Central Bank Digital Coin Risks
There are five key risks that make central bank digital coins both unacceptably risky and dangerous to Americans’ freedoms. They relate to financial stability, privacy rights and surveillance, mismanagement of inflation and recessions, the risk of financial crisis, and exposing Americans’ personal data to hacking threats.
- Government control of private investment: A central bank digital coin could drain trillions of dollars of deposits from commercial banks, replacing loan officers with bureaucrats—akin to nationalizing investment. Bureaucrats are already trying to direct capital toward climate, equity, or environmental, social, and governance goals, and a central bank digital coin would massively expand that power. It would move us toward a Soviet-style political allocation of capital, leading inevitably to misallocations like those that triggered the 2008 financial crisis.
- Surveillance and censorship: A central bank digital coin could force every American to hand every financial detail to the government, amounting to state-run surveillance that makes a mockery of the Fourth Amendment. Further, a central bank digital coin can be programmed so bureaucrats can mandate any transaction they want, and forbid any transaction they dislike, or financially cripple any individual or business they dislike. This dystopia was on display in Canada’s recent crackdown on peacefully protesting truckers.
- Politicization of the economy: A central bank digital coin can impose negative interest rates on depositors, forcing them to “spend it or lose it” in time for the next election. That would dramatically increase the Federal Reserve’s ability to manipulate the economy into boom-bust cycles that end in inflation and recession.
- Bank runs: The Federal Reserve has already admitted central bank digital coins could increase the likelihood of bank runs, since, unlike a private bank, the Fed cannot go bankrupt. (It can print unlimited dollars.) Yet the Fed also notes a central bank digital coin can be programmed to freeze your money to mitigate such runs. This combination raises the risk of the next financial crisis forcing the American public to go down with the ship, unable to escape failing banks or financial institutions lest those failures embarrass the government.
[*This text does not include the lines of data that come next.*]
PR #477, opened 2025-01-27
refactor: common error interface for elcontracts chainReader

maximopalopoli:
### What Changed?

The idea is to create a common interface to all SDK errors. The structure of this common interface is currently:
``` Go
type Error struct {
	code        int
	message     string
	description string
	cause       error
}
```
The code is associated with the message, which could change in the future, such that one of both must be kept and the other must be replaced or transformed.

One use example could be the following:

``` Go
func (r *ChainReader) IsOperatorRegistered(
	ctx context.Context,
	operator types.Operator,
) (bool, error) {
	if r.delegationManager == nil {
		wrappedError := MissingContractError("DelegationManager")
		return false, wrappedError
	}
...
}

func MissingContractError(contractName string) Error {
	errDescription := fmt.Sprintf("%s contract not provided", contractName)
	return Error{1, "Missing needed contract", errDescription, nil}
}

```
So, in this use example the error message would be the following:

`"Missing needed contract(1) - DelegationManager contract not provided"`

### Reviewer Checklist
- [ ] Code is well-documented


chainio/clients/elcontracts/error.go
```diff
@@ -0,0 +1,48 @@
+package elcontracts
+
+import "fmt"
+
+type Error struct {
+	code        int
```
damiramirez, line 6: What do you think about creating a type of "enum" for the errors codes? Maybe it would be more expressive?

I think that we can do something like this:

```go
type ErrorCode int

const (
    ErrCodeBindingError ErrorCode = 0
    ErrCodeMissingContract
    ErrCodeNestedError
)
```

Do you think this is a good option? If not, we can use the current implementation.

chainio/clients/elcontracts/error.go
```diff
@@ -0,0 +1,48 @@
...
+	message     string
+	description string
+	cause       error
+	// metadata    map[string]interface{}
```
damiramirez: Do we need this?

chainio/clients/elcontracts/error.go
```diff
@@ -0,0 +1,48 @@
...
+}
+
+func (e Error) Error() string {
+	if e.cause != nil {
+		return fmt.Sprintf("%s(%d) - %s: %s", e.message, e.code, e.description, e.cause.Error())
+	} else {
+		return fmt.Sprintf("%s(%d) - %s", e.message, e.code, e.description)
+	}
+}
```
damiramirez:
```suggestion
func (e Error) Error() string {
	if e.cause != nil {
		return fmt.Sprintf("%s(%d) - %s: %s", e.message, e.code, e.description, e.cause.Error())
	}
	return fmt.Sprintf("%s(%d) - %s", e.message, e.code, e.description)
}
```

damiramirez:
LGTM! Just left some comments

chainio/clients/elcontracts/error.go
maximopalopoli: No, I left it just in case but could not find any use. Removed in [6978c58](https://github.com/Layr-Labs/eigensdk-go/pull/477/commits/6978c58de04fcbaf3586307da739f3583bc72552)

chainio/clients/elcontracts/error.go
maximopalopoli: Yes, I thought about leaving a comment or something in the code that clarifies what type of error each ID is equivalent to, but I would prefer not to do so until I clearly define what error each one is equivalent to (it could change)

chainio/clients/elcontracts/error.go
```diff
@@ -0,0 +1,50 @@
...
+		return fmt.Sprintf("%s(%d) - %s: %s", e.message, e.code, e.description, e.cause.Error())
+	}
+	return fmt.Sprintf("%s(%d) - %s", e.message, e.code, e.description)
+}
+
+func (e Error) Unwrap() error {
+	return e.cause
+}
+
+func CreateErrorForMissingContract(contractName string) Error {
```
MegaRedHand: Let's rename these functions to `MissingContractError`, `BindingError`, `XError`, etc.

chainio/clients/elcontracts/reader.go
```diff
@@ -40,7 +38,7 @@ type ChainReader struct {
 	ethClient            eth.HttpBackend
 }
 
-var errLegacyAVSsNotSupported = errors.New("method not supported for legacy AVSs")
+var errLegacyAVSsNotSupported = Error{3, "Other errors", "Method not supported for legacy AVSs", nil}
```
MegaRedHand: Let's introduce another function for this kind of "Other errors", although we could probably find a category to move it to.

chainio/clients/elcontracts/error.go
```diff
@@ -0,0 +1,50 @@
...
+	return Error{1, "Missing needed contract", errDescription, nil}
+}
+
+func CreateForBindingError(bindingName string, errorCause error) Error {
+	errDescription := fmt.Sprintf("Error happened while calling %s", bindingName)
+	return Error{
+		0,
+		"Binding error",
+		errDescription,
+		errorCause,
```
MegaRedHand: Let's use the full syntax here:

```suggestion
		code: 0,
		message: "Binding error",
		description: errDescription,
		cause: errorCause,
```

chainio/clients/elcontracts/reader.go
```diff
@@ -140,9 +166,11 @@ func (r *ChainReader) GetOperatorDetails(
 	)
 	// This call should not fail since it's a getter
 	if err != nil {
-		return types.Operator{}, err
+		wrappedError := CreateForBindingError("delegationManager.DelegationApprover", err)
```
MegaRedHand: Let's make it "DelegationManager.delegationApprover" following the solidity casing.

chainio/clients/elcontracts/reader_test.go
```diff
@@ -832,10 +847,16 @@ func TestInvalidConfig(t *testing.T) {
...
+		assert.Equal(t, err.Error(), elcontracts.CommonErrorMissingContract("DelegationManager"))
 
 		// GetStrategyAndUnderlyingToken needs a correct StrategyAddress
 		_, _, err = chainReader.GetStrategyAndUnderlyingToken(context.Background(), strategyAddr)
 		require.Error(t, err)
+		assert.Equal(
+			t,
+			err.Error(),
+			"Binding error(0) - Error happened while calling token contract: no contract code at given address",
+		)
```
MegaRedHand: We can use [`ErrorContains`](https://pkg.go.dev/github.com/stretchr/testify/require#ErrorContains) here.

chainio/clients/elcontracts/reader_test.go
```diff
@@ -1224,12 +1267,15 @@ func TestOperatorSetsWithWrongInput(t *testing.T) {
...
 		require.Error(t, err)
+		assert.Equal(t, err.Error(), "Other errors(3) - Method not supported for legacy AVSs")
 
 		_, err = chainReader.GetNumOperatorsForOperatorSet(ctx, operatorSet)
 		require.Error(t, err)
+		assert.Equal(t, err.Error(), "Other errors(3) - Method not supported for legacy AVSs")
 
 		_, err = chainReader.GetStrategiesForOperatorSet(ctx, operatorSet)
 		require.Error(t, err)
+		assert.Equal(t, err.Error(), "Other errors(3) - Method not supported for legacy AVSs")
```
MegaRedHand: We should expose this as a variable.

chainio/clients/elcontracts/error.go
maximopalopoli: Done in [Rename custom error builders and its occurrences](https://github.com/Layr-Labs/eigensdk-go/pull/477/commits/6ce8886b03085f34cf2710edca3bdcc3266743d7)

chainio/clients/elcontracts/reader.go
maximopalopoli: Yes, I thought about renaming some of them to "logic errors", but preferred to keep "others" for now.

chainio/clients/elcontracts/error.go
maximopalopoli: Done in [Use full syntax when creating errors](https://github.com/Layr-Labs/eigensdk-go/pull/477/commits/b56b255007b0fbb1702b04f4b4af83d6fa1199af)

chainio/clients/elcontracts/reader.go
maximopalopoli: Done in [Rename contracts names at errors following the solidity casing](https://github.com/Layr-Labs/eigensdk-go/pull/477/commits/7e6a276cdc4ed0af3e0139cec35ce7959c5ed75d)

chainio/clients/elcontracts/reader_test.go
maximopalopoli: Done in [Use ErrorContains instead of comparing long literals](https://github.com/Layr-Labs/eigensdk-go/pull/477/commits/3fda64757681645dd37a0a8ea19dd91d80bfcc0f)

chainio/clients/elcontracts/reader.go
maximopalopoli: Done in [Create and use OtherError msg wrapper](https://github.com/Layr-Labs/eigensdk-go/pull/477/commits/15ed4db5c24e5a59965cb976e4837d3dc2e30bf8)

chainio/clients/elcontracts/reader_test.go
maximopalopoli: Done in [Create only once legacyAVSsNotSupportedErrorMsg string](https://github.com/Layr-Labs/eigensdk-go/pull/477/commits/2f4befa8fd386d1ce8c7ca8683221c19a7180195)

PR #482, opened 2025-01-28
refactor: common error interface for elcontracts chainWriter

maximopalopoli:
### What Changed?
This PR can be seen as a continuation of the PR #477, since expands the usage of the common error interface to the `elcontracts` chainWriter.

### Reviewer Checklist
- [ ] Code is well-documented


chainio/clients/elcontracts/error.go
```diff
@@ -0,0 +1,66 @@
+package elcontracts
+
+import "fmt"
+
+type Error struct {
+	code        int
+	message     string
+	description string
+	cause       error
```
MegaRedHand, line 9: We should add an [`Unwrap` method](https://pkg.go.dev/errors)

maximopalopoli: Done in [Add Unwrap method to get the underlying error](https://github.com/Layr-Labs/eigensdk-go/pull/482/commits/2b5779411afd3875144cc8d3e7f5b676dc44724b)

PR #458, opened 2025-01-22
test: `avsregistry` add new tests cases for reader methods

damiramirez:
### What Changed?

- Added a helper function to create a `chainReader` for `avsregistry`. This enables testing scenarios like using an empty configuration.
- Added missing tests identified in the coverage report.
- Introduced additional tests to ensure that `chainReader` methods properly handle errors when an invalid configuration is provided. 

### Reviewer Checklist
- [ ] Code is well-documented
- [ ] Code adheres to Go [naming conventions](https://go.dev/doc/effective_go#names)
- [ ] Code deprecates any old functionality before removing it

PR #486, opened 2025-01-29
refactor: common error interface for avsRegistry chainReader

maximopalopoli:
### What Changed?
This PR can be seen as a continuation of the PRs #477 and #482, since expands the usage of the common custom error to the `avsRegistry` chainReader.

The order of the error codes, the names of the errors themselves, or even the `Error` struct attributes may change in future PRs.

Note: this PR updates tests merged from #458 and should be merged after it.

### Reviewer Checklist
- [ ] Code is well-documented


maximopalopoli:
Previous to merge we should make the fixes suggested in #477 and also resolve conflicts.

- Hacking risk: A central bank digital coin that records millions of Americans’ personal data while acting as the backbone to our financial system will be the single most valuable hacking target on Earth. Given the federal government’s laughable programming capabilities—recall the monthslong disaster of the Obamacare website—it beggars belief that the Fed or the Treasury Department can protect our data and our financial system from state-funded attacks or even common criminals.
Conclusion
In sum, a central bank digital coin or government surveillance token would be an existential gamble in search of a problem. Like tearing off the roof and replacing it with kindling, it risks financial instability, economic chaos, and abuse of human rights and personal safety for no discernable gain beyond granting the federal government surveillance power.
Instead of copying China’s shriveled financial markets and totalitarian surveillance, Congress should respect and support market solutions to the domestic problems government has already created, solutions from private stablecoins to CashApp and other payment apps.
If there is any role for the federal government to play in how we use our dollars, it’s to proactively get out of the way.